_INFORMATION SUPPLIED_

PR #4373, opened 2020-12-04
Add (some) evil vterm bindings

mjlbach:
See https://github.com/akermu/emacs-libvterm/pull/455 and https://github.com/akermu/emacs-libvterm/issues/313#issuecomment-738842507

We should probably add few more... Suggestions?

Edit: This isn't actually editing buffer contents and is broken atm

### DIFF
--- a/modules/term/vterm/config.el
+++ b/modules/term/vterm/config.el
@@ -22,8 +22,59 @@
     hscroll-margin 0)
 
   ;; Restore the point's location when leaving and re-entering insert mode.
+  ; (when (featurep! :editor evil)
+  ;   (add-hook! 'vterm-mode-hook
+  ;     (defun +vterm-init-remember-point-h ()
+  ;       (add-hook 'evil-insert-state-exit-hook #'+vterm-remember-insert-point-h nil t)
+  ;       (add-hook 'evil-insert-state-entry-hook #'+vterm-goto-insert-point-h nil t)))))
+
   (when (featurep! :editor evil)
+      (defun vterm-evil-insert ()
+        (interactive)
+        (vterm-goto-char (point))
+        (call-interactively #'evil-insert))
+
+      (defun vterm-evil-append ()
+        (interactive)
+        (vterm-goto-char (1+ (point)))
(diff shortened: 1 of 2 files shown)


mjlbach:
*draft, some things aren't working

modules/term/vterm/config.el
```diff
@@ -26,4 +26,34 @@
...
+
+      ;; Add evil specific bindings that work with vterm mode
+      (defun vterm-evil-insert ()
+        (interactive)
+        (vterm-goto-char (point))
+        (call-interactively #'evil-insert))
+      (defun vterm-evil-append ()
+        (interactive)
+        (vterm-goto-char (point))
+        (call-interactively #'evil-append))
```
jixiuf, line 39: this should be （1+ （point））

mjlbach:
Thanks @jixiuf! (I copied from you, so not sure how that happened). I'm not quite sure why, but the delete bindings are still not working (deletes in rendered buffer but not on the cli)

I added this to my zshrc
```
vterm_printf(){
    if [ -n "$TMUX" ]; then
        # Tell tmux to pass the escape sequences through
        # (Source: http://permalink.gmane.org/gmane.comp.terminal-emulators.tmux.user/1324)
        printf "\ePtmux;\e\e]%s\007\e\\" "$1"
    elif [ "${TERM%%-*}" = "screen" ]; then
        # GNU screen (screen, screen-256color, screen-256color-bce)
        printf "\eP\e]%s\007\e\\" "$1"
    else
        printf "\e]%s\e\\" "$1"
    fi
}

vterm_prompt_end() {
    vterm_printf "51;A$(whoami)@$(hostname):$(pwd)";
}
setopt PROMPT_SUBST
PROMPT=$PROMPT'%{$(vterm_prompt_end)%}'
```

jixiuf:
That‘s intended behavior. Only the area after last prompt are editable, you can only delete/change there.

mjlbach:
Yes, it wasn't working on the last prompt, but it seems to be fine now.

_THE TASK_
Output the whole listing exactly.

_SOLUTION_
PR #4373, opened 2020-12-04
Add (some) evil vterm bindings

mjlbach:
See https://github.com/akermu/emacs-libvterm/pull/455 and https://github.com/akermu/emacs-libvterm/issues/313#issuecomment-738842507

We should probably add few more... Suggestions?

Edit: This isn't actually editing buffer contents and is broken atm

### DIFF
--- a/modules/term/vterm/config.el
+++ b/modules/term/vterm/config.el
@@ -22,8 +22,59 @@
     hscroll-margin 0)
 
   ;; Restore the point's location when leaving and re-entering insert mode.
+  ; (when (featurep! :editor evil)
+  ;   (add-hook! 'vterm-mode-hook
+  ;     (defun +vterm-init-remember-point-h ()
+  ;       (add-hook 'evil-insert-state-exit-hook #'+vterm-remember-insert-point-h nil t)
+  ;       (add-hook 'evil-insert-state-entry-hook #'+vterm-goto-insert-point-h nil t)))))
+
   (when (featurep! :editor evil)
+      (defun vterm-evil-insert ()
+        (interactive)
+        (vterm-goto-char (point))
+        (call-interactively #'evil-insert))
+
+      (defun vterm-evil-append ()
+        (interactive)
+        (vterm-goto-char (1+ (point)))
(diff shortened: 1 of 2 files shown)


mjlbach:
*draft, some things aren't working

modules/term/vterm/config.el
```diff
@@ -26,4 +26,34 @@
...
+
+      ;; Add evil specific bindings that work with vterm mode
+      (defun vterm-evil-insert ()
+        (interactive)
+        (vterm-goto-char (point))
+        (call-interactively #'evil-insert))
+      (defun vterm-evil-append ()
+        (interactive)
+        (vterm-goto-char (point))
+        (call-interactively #'evil-append))
```
jixiuf, line 39: this should be （1+ （point））

mjlbach:
Thanks @jixiuf! (I copied from you, so not sure how that happened). I'm not quite sure why, but the delete bindings are still not working (deletes in rendered buffer but not on the cli)

I added this to my zshrc
```
vterm_printf(){
    if [ -n "$TMUX" ]; then
        # Tell tmux to pass the escape sequences through
        # (Source: http://permalink.gmane.org/gmane.comp.terminal-emulators.tmux.user/1324)
        printf "\ePtmux;\e\e]%s\007\e\\" "$1"
    elif [ "${TERM%%-*}" = "screen" ]; then
        # GNU screen (screen, screen-256color, screen-256color-bce)
        printf "\eP\e]%s\007\e\\" "$1"
    else
        printf "\e]%s\e\\" "$1"
    fi
}

vterm_prompt_end() {
    vterm_printf "51;A$(whoami)@$(hostname):$(pwd)";
}
setopt PROMPT_SUBST
PROMPT=$PROMPT'%{$(vterm_prompt_end)%}'
```

jixiuf:
That‘s intended behavior. Only the area after last prompt are editable, you can only delete/change there.

mjlbach:
Yes, it wasn't working on the last prompt, but it seems to be fine now.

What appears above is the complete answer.